滕宗諒看他一副罕有的石化模樣,不禁好奇地湊近來瞅了瞅,頓時目瞪口呆:“你不是已做過一回貢舉的監試官了麽?”
滿打滿算,這陸狐狸金榜題名,也就過去了八載罷了,怎就積累出主考二度的資歷了!
陸辭嘴角抽抽:“那你得問官家去。”
這神奇做法,一看就是出自前學生的手筆,也不知他是怎麽說服李迪和寇準,才同意通過這道很是荒謬的詔令的。
滕宗諒既驚奇,又羨慕,嘖嘖了好久,才猛然反應過來:“不對啊,你這一走,秦州……不,這一整路的軍務,又需找誰去?”
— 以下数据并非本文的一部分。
PR #175, opened 2023-06-22
postpone file update until project save

InnocentBug:
# Description
This postpones the file upload until the save of the project.
I think that is a little more in sync with the user expectation.

## Changes

Also post pone s3 client init and pretreat token.
This helps with the test.
(Before there were situations, where you commented the init of the s3 client out to get the tests passing.)
Now tests should pass, but the client still gets initiated if needed.

## Known Issues

None, yet.

## Checklist

### DIFF
--- a/src/cript/api/api.py
+++ b/src/cript/api/api.py
@@ -63,7 +63,7 @@ class API:
     _COGNITO_LOGIN_PROVIDER: str = "cognito-idp.us-east-1.amazonaws.com/us-east-1_VinmyZ0zW"
     _BUCKET_NAME: str = "cript-development-user-data"
     _BUCKET_DIRECTORY_NAME: str = "python_sdk_files"
-    __s3_client: Any = None  # type: ignore
+    _internal_s3_client: Any = None  # type: ignore
     # trunk-ignore-end(cspell)
 
     @beartype
@@ -208,11 +208,12 @@ class API:
 
         return s3_client
 
+    # Use a property to ensure delayed init of s3_client
     @property
     def _s3_client(self):
-        if self.__s3_client is None:
-            self.__s3_client = self._get_s3_client()
-        return self.__s3_client
+        if self._internal_s3_client is None:
+            self._internal_s3_client = self._get_s3_client()
+        return self._internal_s3_client
 
     def __enter__(self):
         self.connect()
--- a/src/cript/api/api.py
+++ b/src/cript/api/api.py
@@ -63,7 +63,7 @@ class API:
     _COGNITO_LOGIN_PROVIDER: str = "cognito-idp.us-east-1.amazonaws.com/us-east-1_VinmyZ0zW"
     _BUCKET_NAME: str = "cript-development-user-data"
     _BUCKET_DIRECTORY_NAME: str = "python_sdk_files"
-    _s3_client: Any = None  # type: ignore
+    __s3_client: Any = None  # type: ignore
     # trunk-ignore-end(cspell)
 
     @beartype
@@ -158,9 +158,6 @@ class API:
         # TODO might need to add Bearer to it or check for it
         self._http_headers = {"Authorization": f"{self._token}", "Content-Type": "application/json"}
 
-        # TODO commenting this out for now because there is no GitHub API container, and all tests will fail
-        # self._s3_client = self._get_s3_client()
-
         # check that api can connect to CRIPT with host and token
         self._check_initial_host_connection()
 
@@ -194,7 +191,11 @@ class API:
 
         identity_id = auth.get_id(IdentityPoolId=self._IDENTITY_POOL_ID, Logins={self._COGNITO_LOGIN_PROVIDER: self._token})
 
-        aws_credentials = auth.get_credentials_for_identity(IdentityId=identity_id["IdentityId"], Logins={self._COGNITO_LOGIN_PROVIDER: self._token})
+        aws_token = self._token
+        if len(aws_token.split()) > 1:
+            # Remove ID prefix like 'Bearer'
+            aws_token = aws_token.split()[-1]
+        aws_credentials = auth.get_credentials_for_identity(IdentityId=identity_id["IdentityId"], Logins={self._COGNITO_LOGIN_PROVIDER: aws_token})
 
         aws_credentials = aws_credentials["Credentials"]
 
@@ -206,6 +207,12 @@ class API:
         )
 
         return s3_client
+
+    @property
+    def _s3_client(self):
+        if self.__s3_client is None:
+            self.__s3_client = self._get_s3_client()
+        return self.__s3_client
 
     def __enter__(self):
         self.connect()
@@ -513,6 +520,11 @@ class API:
         None
             Just sends a `POST` or `Patch` request to the API
         """
+
+        # Ensure that all file nodes have uploaded there payload before actual save.
+        for file_node in project.find_children({"node": ["File"]}):
+            file_node.ensure_uploaded()
+
         response: Dict = requests.post(url=f"{self._host}/{project.node_type.lower()}", headers=self._http_headers, data=project.json).json()
 
         # if http response is not 200 then show the API error to the user
--- a/src/cript/api/api.py
+++ b/src/cript/api/api.py
@@ -178,41 +178,33 @@ class API:
 
         return host
 
-    def _get_s3_client(self) -> boto3.client:  # type: ignore
+    # Use a property to ensure delayed init of s3_client
+    @property
+    def _s3_client(self) -> boto3.client:  # type: ignore:
         """
-        create a fully authenticated and ready s3 client
+        creates or returns a fully authenticated and ready s3 client
 
         Returns
         -------
         s3_client: boto3.client
             fully prepared and authenticated s3 client ready to be used throughout the script
         """
-        auth = boto3.client("cognito-identity", region_name=self._REGION_NAME)
 
-        identity_id = auth.get_id(IdentityPoolId=self._IDENTITY_POOL_ID, Logins={self._COGNITO_LOGIN_PROVIDER: self._token})
-
-        aws_token = self._token
-        if len(aws_token.split()) > 1:
-            # Remove ID prefix like 'Bearer'
-            aws_token = aws_token.split()[-1]
-        aws_credentials = auth.get_credentials_for_identity(IdentityId=identity_id["IdentityId"], Logins={self._COGNITO_LOGIN_PROVIDER: aws_token})
-
-        aws_credentials = aws_credentials["Credentials"]
-
-        s3_client = boto3.client(
-            "s3",
-            aws_access_key_id=aws_credentials["AccessKeyId"],
-            aws_secret_access_key=aws_credentials["SecretKey"],
-            aws_session_token=aws_credentials["SessionToken"],
-        )
-
-        return s3_client
-
-    # Use a property to ensure delayed init of s3_client
-    @property
-    def _s3_client(self):
         if self._internal_s3_client is None:
-            self._internal_s3_client = self._get_s3_client()
+            auth = boto3.client("cognito-identity", region_name=self._REGION_NAME)
+            identity_id = auth.get_id(IdentityPoolId=self._IDENTITY_POOL_ID, Logins={self._COGNITO_LOGIN_PROVIDER: self._token})
+            # TODO remove this temporary fix to the token, by getting is from back end.
+            aws_token = self._token.lstrip("Bearer ")
+
+            aws_credentials = auth.get_credentials_for_identity(IdentityId=identity_id["IdentityId"], Logins={self._COGNITO_LOGIN_PROVIDER: aws_token})
+            aws_credentials = aws_credentials["Credentials"]
+            s3_client = boto3.client(
+                "s3",
+                aws_access_key_id=aws_credentials["AccessKeyId"],
+                aws_secret_access_key=aws_credentials["SecretKey"],
+                aws_session_token=aws_credentials["SessionToken"],
+            )
+            self._internal_s3_client = s3_client
         return self._internal_s3_client
 
     def __enter__(self):
@@ -521,6 +513,8 @@ class API:
         None
             Just sends a `POST` or `Patch` request to the API
         """
+
+        project.validate()
 
         # Ensure that all file nodes have uploaded there payload before actual save.
         for file_node in project.find_children({"node": ["File"]}):
--- a/src/cript/api/api.py
+++ b/src/cript/api/api.py
@@ -524,7 +524,7 @@ class API:
 
         # Ensure that all file nodes have uploaded there payload before actual save.
         for file_node in project.find_children({"node": ["File"]}):
-            file_node.ensure_uploaded()
+            file_node.ensure_uploaded(api=self)
 
         response: Dict = requests.post(url=f"{self._host}/{project.node_type.lower()}", headers=self._http_headers, data=project.json).json()
 
--- a/src/cript/api/api.py
+++ b/src/cript/api/api.py
@@ -180,7 +180,7 @@ class API:
 
     # Use a property to ensure delayed init of s3_client
     @property
-    def _s3_client(self) -> boto3.client:  # type: ignore:
+    def _s3_client(self) -> boto3.client:  # type: ignore
         """
         creates or returns a fully authenticated and ready s3 client
 
--- a/src/cript/nodes/supporting_nodes/file.py
+++ b/src/cript/nodes/supporting_nodes/file.py
@@ -179,7 +179,7 @@ class File(PrimaryBaseNode):
         -----------
 
         api: cript.API, optional
-           API obejct that performs the upload.
+           API object that performs the upload.
            If None, the globally cached object is being used.
 
         Examples
--- a/src/cript/nodes/supporting_nodes/file.py
+++ b/src/cript/nodes/supporting_nodes/file.py
@@ -25,7 +25,7 @@ def _is_local_file(file_source: str) -> bool:
         return True
 
 
-def _upload_file_and_get_object_name(source: Union[str, Path]) -> str:
+def _upload_file_and_get_object_name(source: Union[str, Path], api=None) -> str:
     """
     uploads file to cloud storage and returns the file link
 
@@ -50,7 +50,8 @@ def _upload_file_and_get_object_name(source: Union[str, Path]) -> str:
     source = str(source)
 
     if _is_local_file(file_source=source):
-        api = _get_global_cached_api()
+        if api is None:
+            api = _get_global_cached_api()
         object_name = api.upload_file(file_path=source)
         # always getting a string for object_name
         source = str(object_name)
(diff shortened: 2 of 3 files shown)


src/cript/api/api.py
```diff
@@ -513,6 +520,11 @@ def save(self, project: Project) -> None:
         None
             Just sends a `POST` or `Patch` request to the API
         """
+
+        # Ensure that all file nodes have uploaded there payload before actual save.
+        for file_node in project.find_children({"node": ["File"]}):
```
nh916, line 525: this is an O(n) operation and `find_children` is an o(n^2) operation, this is total of an o(n^3) operation. This gets me worried that it could be slow very quickly if someone is using our script with something bigger.

How essential would you say it is for upload to happen on save instead of when the file node is created?

src/cript/nodes/supporting_nodes/file.py
```diff
@@ -152,25 +152,26 @@ def __init__(self, name: str, source: str, type: str, extension: str = "", data_
...
         # TODO check if vocabulary is valid or not
         # is_vocab_valid("file type", type)
 
         # setting every attribute except for source, which will be handled via setter
         self._json_attrs = replace(
             self._json_attrs,
             type=type,
-            source=source,
+            # always giving the function the required str regardless if the input `Path` or `str`
+            source=str(source),
```
nh916, line 163: good idea! this is a good catch in case the user gives a `Path` object

src/cript/nodes/supporting_nodes/file.py
```diff
@@ -152,25 +152,26 @@ def __init__(self, name: str, source: str, type: str, extension: str = "", data_
...
             extension=extension,
             data_dictionary=data_dictionary,
         )
 
         self.validate()
 
+    def ensure_uploaded(self):
+        if _is_local_file(file_source=self.source):
+            # upload file source if local file
+            self.source = _upload_file_and_get_object_name(source=self.source)
```
nh916, line 173: This was not obvious to me what it was doing and I had to do some digging around to figure it out. I strongly recommend docstrings.

nh916:
I am not a fan of this design because it essentially puts all the burden of the file upload on the API to loop through the entire tree, find every file node, and upload each file during save. However, then the part that does the actual uploading is in the file node accessing the API cache. This seems a bit backwards to me.

Either put everything for file upload within the API and don't allow anything else to access the `S3 client` because they won't need it or put the upload part within the API and let each file upload their file using the upload method from the API.

With the previous design if the user gets an error they the line number would be very obvious as to what file failed to upload or could not be found in case of wrong path, however, with this design I think the user would not know until later and then it wouldn't even point to the correct line number, and would make debugging harder.

I think even if we want to look into something like this I would put this within the `upgrades` bucket for future where we have more time to test it and mess with it because I want to say that we are getting close to a first working version where we can make a release and then start working on upgrades after that.

src/cript/api/api.py
```diff
@@ -207,6 +208,12 @@ def _get_s3_client(self) -> boto3.client:  # type: ignore
 
         return s3_client
 
+    @property
+    def _s3_client(self):
+        if self.__s3_client is None:
+            self.__s3_client = self._get_s3_client()
+        return self.__s3_client
```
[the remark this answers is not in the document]
nh916: actually the more I think about it, it's not bad because it makes the constructor lighter and this is only initialized when needed. I would like this fully encapsulated into the API, and you have already done that with the underscore prefix. 

I wonder if we need to give good errors for this or not because if this fails out of nowhere the user might be sitting there trying to track down what happened, and AWS boto errors are generally bad, but I think it is mostly fine.

src/cript/api/api.py
```diff
@@ -63,7 +63,7 @@ class API:
     _COGNITO_LOGIN_PROVIDER: str = "cognito-idp.us-east-1.amazonaws.com/us-east-1_VinmyZ0zW"
     _BUCKET_NAME: str = "cript-development-user-data"
     _BUCKET_DIRECTORY_NAME: str = "python_sdk_files"
-    _s3_client: Any = None  # type: ignore
+    __s3_client: Any = None  # type: ignore
```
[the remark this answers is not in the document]
InnocentBug: Not a typo, this is the internal cache with two underscores marking it as even more private as just one.
We can use a different name. Two underscores is usually reserved for builtin names, so thinking about renaming it.

src/cript/api/api.py
```diff
@@ -194,7 +191,11 @@ def _get_s3_client(self) -> boto3.client:  # type: ignore
 
         identity_id = auth.get_id(IdentityPoolId=self._IDENTITY_POOL_ID, Logins={self._COGNITO_LOGIN_PROVIDER: self._token})
 
-        aws_credentials = auth.get_credentials_for_identity(IdentityId=identity_id["IdentityId"], Logins={self._COGNITO_LOGIN_PROVIDER: self._token})
+        aws_token = self._token
+        if len(aws_token.split()) > 1:
+            # Remove ID prefix like 'Bearer'
+            aws_token = aws_token.split()[-1]
```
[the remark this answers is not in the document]
InnocentBug: I am ok, with this being temporary.

It just wasn't working at the moment, so it needed a fix.

I disagree, that `strip` would be better. I thought about it.

Strip only works, if it actually starts with "Bearer", but with how unstable the backend is (especially tokens), I don't want to rely on this. (It used to be a "Token" prefix, and the technology might change again.
(And good luck debugging this from users, since users won't share there token with you.)

The only assumption the split version makes, is that there are no spaces in the token.
And I think that is a very minimal assumption, we have to make.

It also works if there is no prefix, or anything.

You just need no spaces in the token, and the token is last (if there are more sections).

That is why I chose this method over `strip`.

src/cript/api/api.py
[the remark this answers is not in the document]
InnocentBug: Yes, it was broken.

You commented it out entirely, which resulted in `File` nodes being broken.
(It tried to auto upload, but `_s3_client` was `None`.)

So, I needed to find a fix.
And this delayed init, allows us to not break if the `s3` is not used (for example during tests).

But it will automatically work when needed. (Integration tests.)

src/cript/api/api.py
InnocentBug: No, it is not.
First, what do you mean by `n`?

I made a detailed runtime analysis for `find_children` and the runtime is `O(n*(k+m*h)`, with `n` being the number of nodes, `k` being the number of children of the node (assume max. if worst case), `m` being the number of nodes in the searched for attribute, and `h` being the depth of the search dictionary.

I added comments into the code, show this.

Back to this usage: The depth of the search dictionary is 1, we dont' know number of children and length of the attribute lists, but they aren't long. Guaranteed n > m, n > k.

So, the actual `find_children` call is closer to being a linear operation in the number of nodes then to be O(n**2).

And the second loop, is linear in the number of actual file nodes.
(Which you have to be linear in, since we have to upload them all).

So, this is not an issue.

InnocentBug: We could consider rewriting `find_children` as a generator.
In that case, we can eliminate the second loops cost at all.

InnocentBug:
> save. However, then the part that does the actual uploading is in the file node accessing the API cache. This seems a bit backwards to me.

Yes, there was kind of a flaw in my old design.
I improved it. Now a specified API is used to perform the upload of files.
If none is specified the global one is used.

More control.

The logic is this: File objects are in charge of uploading.
They use the API as a tool to do so.
And and during `save` the process ensures that all files are uploaded.

That sounds right to me.

InnocentBug:
> With the previous design if the user gets an error they the line number would be very obvious as to what file failed to upload or could not be found in case of wrong path, however, with this design I think the user would not know until later and then it wouldn't even point to the correct line number, and would make debugging harder.

I can see your logic here, but I still like the new version better.

Suppose you have a user debugging there script.
At the moment, the files are uploaded the second a File node is created.
So if there is a mistake to be debugged after a bunch of File nodes are created, a lot of files are uploaded, but never actually used.
We have no mechanism to prevent uploading a file multiple times in this case.
So we end up with a lot of orphaned uploaded nodes.
This is fine for the users, but really bad for our infrastructure.

The current version, doesn't fully resolve this, but it only occurs if there is an error within `save`.
That should be much better.

And yes, if there is an issue with file uploading, we can improve on the error message, and we could tell the user to manually use `ensure_uploaded` to debug the uploading process for file nodes.

InnocentBug:
> I think even if we want to look into something like this I would put this within the `upgrades` bucket for future where we have more time to test it and mess with it because I want to say that we are getting close to a first working version where we can make a release and then start working on upgrades after that.

No, I need this now.
I am in the situation that I am working and debugging CRIPT scripts.
So the aforementioned situation.
I don't wait for uploading files all the time, plus I don't want to fill the S3 bucket with so many trash files.

nh916:
> > With the previous design if the user gets an error they the line number would be very obvious as to what file failed to upload or could not be found in case of wrong path, however, with this design I think the user would not know until later and then it wouldn't even point to the correct line number, and would make debugging harder.
> 
> I can see your logic here, but I still like the new version better.
> 
> Suppose you have a user debugging there script. At the moment, the files are uploaded the second a File node is created. So if there is a mistake to be debugged after a bunch of File nodes are created, a lot of files are uploaded, but never actually used. We have no mechanism to prevent uploading a file multiple times in this case. So we end up with a lot of orphaned uploaded nodes. This is fine for the users, but really bad for our infrastructure.
> 
> The current version, doesn't fully resolve this, but it only occurs if there is an error within `save`. That should be much better.
> 
> And yes, if there is an issue with file uploading, we can improve on the error message, and we could tell the user to manually use `ensure_uploaded` to debug the uploading process for file nodes.

I do agree on some and disagree on some. 

I completely agree with what your saying about the file uploads. That is very clever and something that I did not see cp,omg. Great Catch! 

Yes, we have to be really careful with file uploads because if the user is running their script a million times they could upload a million files to our S3 bucket, and since we rename each file with UUID, it would never even recognize that this file has already been uploaded and will just upload it again every time. We could get stuck paying a hefty bill for a bunch of test files uploaded to our S3.

I think your solution would delay this process, but wouldn't solve it completely. The most improvement to this would be if we place the file upload at the very last part of save, so all checks would pass and then it would upload which would help catch errors and reduce bad file uploads, but doesn't solve it completely. 

I think we may want to add a flag to the file node with something like `local_file_upload=False` and if it is false, then we don't upload and just return, otherwise we upload. This could be used for debugging purposes when the user is first writing their script originally.

src/cript/api/api.py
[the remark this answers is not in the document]
InnocentBug: agreed. I changed it to a single underscore and a name that indicates internal usage only.

src/cript/api/api.py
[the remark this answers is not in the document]
InnocentBug: I don't know. This is just temporary anyways.
So we should just use something that works. and make it note to do it right, once we can.

nh916:
> No, I need this now.
I am in the situation that I am working and debugging CRIPT scripts.
So the aforementioned situation.
I don't wait for uploading files all the time, plus I don't want to fill the S3 bucket with so many trash files.

what about the idea of adding an `upload_local_file=False` idea? Would that solve the majority of the problem?

src/cript/api/api.py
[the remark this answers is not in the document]
nh916: okay that makes sense

nh916:
I really like the idea of having all checks first pass before we start uploading files because then we add a layer of protection to our code so we don't upload any test data.

InnocentBug:
> I really like the idea of having all checks first pass before we start uploading files because then we add a layer of protection to our code so we don't upload any test data.

which tests are you talking about?

In this design, `project.validate` passed before we call upload.
Are there any other tests we can perform locally?

Yes, Ideally we'd upload the files after the nodes are accepted by the back end.
But that either requires us to upload files with not yet existing links into the back end (and fill the links later with uploads.)
Or we need to patch the files nodes after the file upload, to represent the new uploaded file name.

Since we don't have PATCH yet, and I don't like the first option.

This temproray fix is the best I can come up with.

nh916:
> > I really like the idea of having all checks first pass before we start uploading files because then we add a layer of protection to our code so we don't upload any test data.
> 
> which tests are you talking about?
> 
> In this design, `project.validate` passed before we call upload. Are there any other tests we can perform locally?
> 
> Yes, Ideally we'd upload the files after the nodes are accepted by the back end. But that either requires us to upload files with not yet existing links into the back end (and fill the links later with uploads.) Or we need to patch the files nodes after the file upload, to represent the new uploaded file name.
> 
> Since we don't have PATCH yet, and I don't like the first option.
> 
> This temproray fix is the best I can come up with.

no I was just saying that I like your idea of having a layer of protection for file uploads and only allowing uploads after db schema and any other checks that we have for the user has passed, that way there are less mistaken uploads

src/cript/api/api.py
nh916, line 197:
```suggestion
aws_token = aws_token.lstrip("Bearer ")
```

nh916: please consider changing this one this is easy and will make the code cleaner, I know that it's temporary but lets make our code clean anyways

src/cript/nodes/supporting_nodes/file.py
```diff
@@ -152,25 +153,50 @@ def __init__(self, name: str, source: str, type: str, extension: str = "", data_
...
-            source=source,
+            # always giving the function the required str regardless if the input `Path` or `str`
+            source=str(source),
             extension=extension,
             data_dictionary=data_dictionary,
         )
 
         self.validate()
 
+    def ensure_uploaded(self, api=None):
```
nh916, line 171: does this need to be a public method or can it be private?

nh916: can we remove passing of the API and just have it use the global API?

src/cript/api/api.py
```diff
@@ -513,6 +521,11 @@ def save(self, project: Project) -> None:
         None
             Just sends a `POST` or `Patch` request to the API
         """
+
+        # Ensure that all file nodes have uploaded there payload before actual save.
+        for file_node in project.find_children({"node": ["File"]}):
+            file_node.ensure_uploaded(api=self)
```
nh916, line 527: I really dislike this part of the design because it seems confusing to me, but I can accept it for a temporary solution and later we think of something better

nh916 (changes requested):

src/cript/api/api.py
```diff
@@ -207,6 +208,13 @@ def _get_s3_client(self) -> boto3.client:  # type: ignore
 
         return s3_client
 
+    # Use a property to ensure delayed init of s3_client
+    @property
+    def _s3_client(self):
+        if self._internal_s3_client is None:
+            self._internal_s3_client = self._get_s3_client()
```
nh916, line 215: I just noticed that the creation of the S3 client is split up along 2 different methods. I would recommend against this because it creates more confusion for the users and developers because they have to figure out which method does what when they are both essentially have the same purpose. I would just put all the code for the creation of the s3 client within a single method and be done with it

src/cript/api/api.py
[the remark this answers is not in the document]
InnocentBug: I add what, I can, but it isn't great.

src/cript/api/api.py
InnocentBug: ok, this is implementation details of find_children.
We can later reimplement it as we find better solutions.

(The best that comes to mind, is that we have a variety of caches (uuid hash based), that let us look up stuff.
For example: we have a cache of all "file" nodes, and we keep a look-up map for all nodes in a project.
But both of those ideas require additional code, making the SDK less lightweight.)

I am open to add something like this, later so far we have pushed stuff like this back.

src/cript/nodes/supporting_nodes/file.py
InnocentBug: I added a doc string.

InnocentBug:
> what about the idea of adding an `upload_local_file=False` idea? Would that solve the majority of the problem?

I can add this, but I am not convinced it is great.
Users might forget to change this after they are done debugging.
(Or set it as a matter of "fixing" a problem with their file upload.)
And in that scenario, we get a bunch of "useless" file nodes in the CRIPT databank.
I am actually no sure, what for example the front end would do if the file node only has a local file name?

InnocentBug:
> > 
> 
> no I was just saying that I like your idea of having a layer of protection for file uploads and only allowing uploads after db schema and any other checks that we have for the user has passed, that way there are less mistaken uploads

Ok, we are on the same page here.
I add a line, that calls `project.validate` before the upload loop is started.
So, we perform all the local tests we can first.

(It adds another validate call to project though, because `.json` call also calls `validate`. But maybe that is something for optimization (i.e. keep a cache with hashed valid nodes.))

src/cript/api/api.py
InnocentBug: sure, I add it.

src/cript/nodes/supporting_nodes/file.py
InnocentBug: Yes, if a user is aware of this functionality, I wouldn't want to limit them from optimization.
So, making it public allows the user to take control, when it is beneficial.
I wouldn't want to limit able users.
(The doc string states, that it will be called automatically.)

InnocentBug: I would like to leave the API in there. Exactly for the public usage.
It appears more transparent to the user if they can choose the API.

And it gives them more options. For the auto upload and the uninformed user, it exactly looks as before.

Also, it just makes sense, that if you call `api.save(project)` that the `api` object is used to perform the upload.
So if we don't rely on the global cache option there, we shouldn't rely on it for the upload either.

src/cript/api/api.py
InnocentBug: If you have a better one, let me know.

(One thing, I can think of, that we integrate the `ensure_upload` call into the JSON serialization.
This requires no extra searching of file nodes, they just get uploaded while converted to JSON.
However, this ALWAYS happens BEFORE DB_Schema validation, since we validate the JSON. So we can't perform validation before upload. I don't think that would be great.)

src/cript/api/api.py
InnocentBug: I thought it was clearer, to keep the auth and contruction out of the caching mechanism.
But if you prefer it in a single function.
No problem. I combined them.

src/cript/api/api.py
nh916: oof you are right!

The serialization is a good idea because it makes logical sense, but then we get into the issue that you pointed out earlier that we might upload a ton of files during debugging.

okay I think this should work for now. I think API class needs refactoring anyways because we outgrew our original design, and we can tackle it all there.

InnocentBug: One thought may be to rewrite the serialization, to conditionally disable the upload there.
(And only activate the upload when the JSON is generated for `save`).

I could implement that.
If you prefer that, I can do that.
Probably takes only a few hours tops.

nh916:
> Users might forget to change this after they are done debugging.

we could put out a warning in the console if the user is in debug mode?

```bash
Debug Warning: You are running the CRIPT Python SDK in debug mode. Please turn off debug mode before saving to CRIPT. For detailed look please visit the documentation.
```

and then in the documentation we can have a page that says what will be disabled, how to use it, when to use it, and how to change it.

I think the con of this is that it might introduce more errors because now we might have to catch the errors in case of debug mode.

could be a cool idea, but lets come back to it later

nh916 (approved):

InnocentBug:
> > Users might forget to change this after they are done debugging.
> 
> we could put out a warning in the console if the user is in debug mode?
> 
> ```shell
> Debug Warning: You are running the CRIPT Python SDK in debug mode. 
> Please turn off debug mode before saving to CRIPT. For detailed look please visit the documentation.
> ```
> 
> and then in the documentation we can have a page that says what will be disabled, how to use it, when to use it, and how to change it.
> 
> I think the con of this is that it might introduce more errors because now we might have to catch the errors in case of debug mode.
> 
> could be a cool idea, but lets come back to it later for V2

Yes, that could be a cool idea.
But my feeling is, that most people wouldn't use it, since they don't have an upside for using debug mode.

nh916:
> > > Users might forget to change this after they are done debugging.
> > 
> > 
> > we could put out a warning in the console if the user is in debug mode?
> > ```shell
> > Debug Warning: You are running the CRIPT Python SDK in debug mode. 
> > Please turn off debug mode before saving to CRIPT. For detailed look please visit the documentation.
> > ```
> > 
> > 
> >     
> >       
> >     
> > 
> >       
> >     
> > 
> >     
> >   
> > and then in the documentation we can have a page that says what will be disabled, how to use it, when to use it, and how to change it.
> > I think the con of this is that it might introduce more errors because now we might have to catch the errors in case of debug mode.
> > could be a cool idea, but lets come back to it later for V2
> 
> Yes, that could be a cool idea. But my feeling is, that most people wouldn't use it, since they don't have an upside for using debug mode.

that is a good point!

“你沒看到末尾那段?”陸辭呵呵一笑:“製舉期間,秦州事務暫由你與朱弟代為處理,而軍務方面,則由公壽與李將軍合計。”
盡管朝廷效率偏低,但對於官家很是關心、常常問詢的事務,還是不敢過於拖延怠慢的。
不論是十日建城,令西夏如鯁在喉的朱說也好,還是主持營救唃廝囉的計劃,建下親近吐蕃奇功的張亢也罷,都乘上了朝廷正值用人之機的東風,達成了在平時幾乎不可思議的官階官職五連跳。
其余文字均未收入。